Give every entry again, word for word and in full.

───── Extracted entries

PR #10214, opened 2023-09-25
[CLI] Fix faucet component of local testnet without --force-restart

banool:
### Description
In 4e8bbcc5a109f57af22aeb7ca8f0af70b675ce4e I made it possible to provide a config directly to `setup_test_environment_and_start_node`. Unfortunately I didn't handle this properly in the caller, in that I made it pass in a config unconditionally, even if one already existed on disk. 

Back then I said an overhaul was warranted but no one had time. Well in this PR I do a mini overhaul. Mostly this is just splitting up the big mega functions we had into their constituent pieces. This allows the caller the flexibility to load up a config, customize it, and then run a node with it.

### Test Plan
Previously these two commands one after the other:
```
cargo run -p aptos -- node run-local-testnet --assume-yes --force-restart
cargo run -p aptos -- node run-local-testnet --assume-yes
```

Would result in this error:
```
Faucet stopped unexpectedly Err(
    Error {
        context: "Failed to build Funder",
        source: Error {
            context: "Failed to build MintFunder",
            source: Error {
                context: "Failed to make MintFunder use delegated account",
                source: Error {
                    context: "Failed to create new account",
                    source: AptosTapError {
                        message: "API error Error(VmError): Invalid transaction: Type: Validation Code: INVALID_AUTH_KEY",
                        error_code: TransactionFailed,
                        rejection_reasons: [],
                        txn_hashes: [],
                    },
                },
            },
        },
    },
)
```

Now it does not.


0xmaayan (approved):
noice

banool:
Okay I'm not happy with this, I'm gonna try something else.

banool:
Alright refactored a bit, this is better.

banool:
I added another separate commit to this PR that addresses the feedback from Greg on https://github.com/aptos-labs/aptos-core/pull/10101.

crates/aptos/CHANGELOG.md
```diff
@@ -9,7 +9,7 @@ All notable changes to the Aptos CLI will be captured in this file. This project
 
 ### Updated
 - The `--with-faucet` flag has been removed from `aptos node run-local-testnet`, we now run a faucet by default. To disable the faucet use the `--no-faucet` flag.
-- When using `aptos node run-local-testnet` we now expose a transaction stream. Learn more about the transaction stream service here: https://aptos.dev/indexer/txn-stream/. Opt out of this with `--no-txn-stream`.
+- **Breaking change**: When using `aptos node run-local-testnet` we now expose a transaction stream. Learn more about the transaction stream service here: https://aptos.dev/indexer/txn-stream/. Opt out of this with `--no-txn-stream`. This is marked as a breaking change since the CLI now uses a port (50051 by default) that it didn't used to. If you need this port, you can tell the CLI to use a different port with `--txn-stream-port`.
```
0xjinn, line 12: New port is being used now. Does this break our CLI e2e? (Can't remember if we hard coded the port in e2e)

aptos-node/src/lib.rs
```diff
@@ -318,6 +316,57 @@ where
...
+///   a template when building the final config. If not provided, a default template
+///   will be used. Many overrides are applied on top of this base config.
+/// - `config_path` is similar to `test_config_override_path`, but many of the
+///   overrides that are applied when using `test_config_override_path` are not
+///   applied when using `config_path`. Read the code for more info.
+/// - `config` is a complete NodeConfig. No overrides are applied on top of this if
+///    it is provided. If both `config` and `test_dir` are provided, `config` takes
+///    precedence.
+/// - `test_dir` is a directory that contains a config file. Much like `config`, the
+///   config read from this file is used without any overrides.
```
0xjinn, line 332: Trying wrap my head around this...

Not sure if I read the code right, but If both `config_path` and `test_dir` are provided, the config from `test_dir` is ignored? Should we use the one from `test_dir` if provided?

0xjinn (commented):
Shall we plan a new CLI release this week Thursday 9/28?

crates/aptos/CHANGELOG.md
banool: This is an additional new port, all the existing stuff is on the same port.

aptos-node/src/lib.rs
banool: Actually the other way around, if `test_dir` is provided then `config_path` is ignored. This is a pretty awful function, I'm just trying to document it, an enum would be better here.

0xjinn: I see! Yeah probably a good `ops week` item in Q4. Lets get this fix and do a release soon to unblock 😃 

nit: Intuitively, I feel like if `test_dir` is provided, I would assume `test_dir` is used and overrides everything else, including `config`

0xjinn (approved):

aptos-node/src/lib.rs
banool: Yeah I went back and forth on that. In reality this is just not good code and Rust has enums to solve this problem.

PR #9700, opened 2023-08-21
[Spec] Ensures for stake.move

UIZorrot:
### Description

This is the high-level properties and ensures for stake.move module

### Test Plan

aptos move prove -f stake

PR #10215, opened 2023-09-25
[Spec] Fix spec

rahxephon89:
### Description

Fix the spec of the governance and stake module. All high-level requirements in the stake module and the first two high-level requirements in the staking_contract module are proved.

### Test Plan

aptos move prove

### DIFF
--- a/aptos-move/framework/aptos-framework/doc/aptos_governance.md
+++ b/aptos-move/framework/aptos-framework/doc/aptos_governance.md
@@ -2064,79 +2064,6 @@ The same as spec of <code><a href="aptos_governance.md#0x1_aptos_governance_crea
 </code></pre>
 
 
-<code>stake_pool</code> must exist StakePool.
-The delegated voter under the resource StakePool of the stake_pool must be the proposer address.
-Address @aptos_framework must exist GovernanceEvents.
-
-
-<a name="0x1_aptos_governance_CreateProposalAbortsIf"></a>
-
-
-<pre><code><b>schema</b> <a href="aptos_governance.md#0x1_aptos_governance_CreateProposalAbortsIf">CreateProposalAbortsIf</a> {
-    proposer: &<a href="../../aptos-stdlib/../move-stdlib/doc/signer.md#0x1_signer">signer</a>;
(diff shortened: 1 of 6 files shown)


aptos-move/framework/aptos-framework/doc/aptos_governance.md
```diff
@@ -2064,79 +2064,6 @@ The same as spec of <code><a href="aptos_governance.md#0x1_aptos_governance_crea
 </code></pre>
 
 
-<code>stake_pool</code> must exist StakePool.
```
rahxephon89, line 2067: This was introduced in this PR: https://github.com/aptos-labs/aptos-core/pull/9700 by setting `verify` to false for the toggle_features function.

aptos-move/framework/aptos-framework/sources/staking_contract.spec.move
```diff
@@ -385,24 +386,23 @@ spec aptos_framework::staking_contract {
...
-        // verify create_stake_pool()
-        let seed_0 = bcs::to_bytes(staker_address);
-        let seed_1 = concat(concat(concat(seed_0, bcs::to_bytes(operator)), SALT), contract_creation_seed);
-        let resource_addr = account::spec_create_resource_address(staker_address, seed_1);
-        include CreateStakePoolAbortsIf {resource_addr};
-
-        // verify stake::add_stake_with_cap()
-        include StakeAddStakeWithCapAbortsIf{ pool_address: resource_addr };
-
+        //
```
junkil-park, line 389: Is this comment block intended?

rahxephon89: Yes. I need to verify other two high-level properties defined in it so they are commented out because of timeout.

junkil-park (approved):

aptos-move/framework/aptos-framework/sources/staking_contract.spec.move
junkil-park: I see. Could we put a TODO together with this reason for future reference?

aalok-t (approved):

──────────

Reply to the task
PR #10214, opened 2023-09-25
[CLI] Fix faucet component of local testnet without --force-restart

banool:
### Description
In 4e8bbcc5a109f57af22aeb7ca8f0af70b675ce4e I made it possible to provide a config directly to `setup_test_environment_and_start_node`. Unfortunately I didn't handle this properly in the caller, in that I made it pass in a config unconditionally, even if one already existed on disk. 

Back then I said an overhaul was warranted but no one had time. Well in this PR I do a mini overhaul. Mostly this is just splitting up the big mega functions we had into their constituent pieces. This allows the caller the flexibility to load up a config, customize it, and then run a node with it.

### Test Plan
Previously these two commands one after the other:
```
cargo run -p aptos -- node run-local-testnet --assume-yes --force-restart
cargo run -p aptos -- node run-local-testnet --assume-yes
```

Would result in this error:
```
Faucet stopped unexpectedly Err(
    Error {
        context: "Failed to build Funder",
        source: Error {
            context: "Failed to build MintFunder",
            source: Error {
                context: "Failed to make MintFunder use delegated account",
                source: Error {
                    context: "Failed to create new account",
                    source: AptosTapError {
                        message: "API error Error(VmError): Invalid transaction: Type: Validation Code: INVALID_AUTH_KEY",
                        error_code: TransactionFailed,
                        rejection_reasons: [],
                        txn_hashes: [],
                    },
                },
            },
        },
    },
)
```

Now it does not.


0xmaayan (approved):
noice

banool:
Okay I'm not happy with this, I'm gonna try something else.

banool:
Alright refactored a bit, this is better.

banool:
I added another separate commit to this PR that addresses the feedback from Greg on https://github.com/aptos-labs/aptos-core/pull/10101.

crates/aptos/CHANGELOG.md
```diff
@@ -9,7 +9,7 @@ All notable changes to the Aptos CLI will be captured in this file. This project
 
 ### Updated
 - The `--with-faucet` flag has been removed from `aptos node run-local-testnet`, we now run a faucet by default. To disable the faucet use the `--no-faucet` flag.
-- When using `aptos node run-local-testnet` we now expose a transaction stream. Learn more about the transaction stream service here: https://aptos.dev/indexer/txn-stream/. Opt out of this with `--no-txn-stream`.
+- **Breaking change**: When using `aptos node run-local-testnet` we now expose a transaction stream. Learn more about the transaction stream service here: https://aptos.dev/indexer/txn-stream/. Opt out of this with `--no-txn-stream`. This is marked as a breaking change since the CLI now uses a port (50051 by default) that it didn't used to. If you need this port, you can tell the CLI to use a different port with `--txn-stream-port`.
```
0xjinn, line 12: New port is being used now. Does this break our CLI e2e? (Can't remember if we hard coded the port in e2e)

aptos-node/src/lib.rs
```diff
@@ -318,6 +316,57 @@ where
...
+///   a template when building the final config. If not provided, a default template
+///   will be used. Many overrides are applied on top of this base config.
+/// - `config_path` is similar to `test_config_override_path`, but many of the
+///   overrides that are applied when using `test_config_override_path` are not
+///   applied when using `config_path`. Read the code for more info.
+/// - `config` is a complete NodeConfig. No overrides are applied on top of this if
+///    it is provided. If both `config` and `test_dir` are provided, `config` takes
+///    precedence.
+/// - `test_dir` is a directory that contains a config file. Much like `config`, the
+///   config read from this file is used without any overrides.
```
0xjinn, line 332: Trying wrap my head around this...

Not sure if I read the code right, but If both `config_path` and `test_dir` are provided, the config from `test_dir` is ignored? Should we use the one from `test_dir` if provided?

0xjinn (commented):
Shall we plan a new CLI release this week Thursday 9/28?

crates/aptos/CHANGELOG.md
banool: This is an additional new port, all the existing stuff is on the same port.

aptos-node/src/lib.rs
banool: Actually the other way around, if `test_dir` is provided then `config_path` is ignored. This is a pretty awful function, I'm just trying to document it, an enum would be better here.

0xjinn: I see! Yeah probably a good `ops week` item in Q4. Lets get this fix and do a release soon to unblock 😃 

nit: Intuitively, I feel like if `test_dir` is provided, I would assume `test_dir` is used and overrides everything else, including `config`

0xjinn (approved):

aptos-node/src/lib.rs
banool: Yeah I went back and forth on that. In reality this is just not good code and Rust has enums to solve this problem.

PR #9700, opened 2023-08-21
[Spec] Ensures for stake.move

UIZorrot:
### Description

This is the high-level properties and ensures for stake.move module

### Test Plan

aptos move prove -f stake

PR #10215, opened 2023-09-25
[Spec] Fix spec

rahxephon89:
### Description

Fix the spec of the governance and stake module. All high-level requirements in the stake module and the first two high-level requirements in the staking_contract module are proved.

### Test Plan

aptos move prove

### DIFF
--- a/aptos-move/framework/aptos-framework/doc/aptos_governance.md
+++ b/aptos-move/framework/aptos-framework/doc/aptos_governance.md
@@ -2064,79 +2064,6 @@ The same as spec of <code><a href="aptos_governance.md#0x1_aptos_governance_crea
 </code></pre>
 
 
-<code>stake_pool</code> must exist StakePool.
-The delegated voter under the resource StakePool of the stake_pool must be the proposer address.
-Address @aptos_framework must exist GovernanceEvents.
-
-
-<a name="0x1_aptos_governance_CreateProposalAbortsIf"></a>
-
-
-<pre><code><b>schema</b> <a href="aptos_governance.md#0x1_aptos_governance_CreateProposalAbortsIf">CreateProposalAbortsIf</a> {
-    proposer: &<a href="../../aptos-stdlib/../move-stdlib/doc/signer.md#0x1_signer">signer</a>;
(diff shortened: 1 of 6 files shown)


aptos-move/framework/aptos-framework/doc/aptos_governance.md
```diff
@@ -2064,79 +2064,6 @@ The same as spec of <code><a href="aptos_governance.md#0x1_aptos_governance_crea
 </code></pre>
 
 
-<code>stake_pool</code> must exist StakePool.
```
rahxephon89, line 2067: This was introduced in this PR: https://github.com/aptos-labs/aptos-core/pull/9700 by setting `verify` to false for the toggle_features function.

aptos-move/framework/aptos-framework/sources/staking_contract.spec.move
```diff
@@ -385,24 +386,23 @@ spec aptos_framework::staking_contract {
...
-        // verify create_stake_pool()
-        let seed_0 = bcs::to_bytes(staker_address);
-        let seed_1 = concat(concat(concat(seed_0, bcs::to_bytes(operator)), SALT), contract_creation_seed);
-        let resource_addr = account::spec_create_resource_address(staker_address, seed_1);
-        include CreateStakePoolAbortsIf {resource_addr};
-
-        // verify stake::add_stake_with_cap()
-        include StakeAddStakeWithCapAbortsIf{ pool_address: resource_addr };
-
+        //
```
junkil-park, line 389: Is this comment block intended?

rahxephon89: Yes. I need to verify other two high-level properties defined in it so they are commented out because of timeout.

junkil-park (approved):

aptos-move/framework/aptos-framework/sources/staking_contract.spec.move
junkil-park: I see. Could we put a TODO together with this reason for future reference?

aalok-t (approved):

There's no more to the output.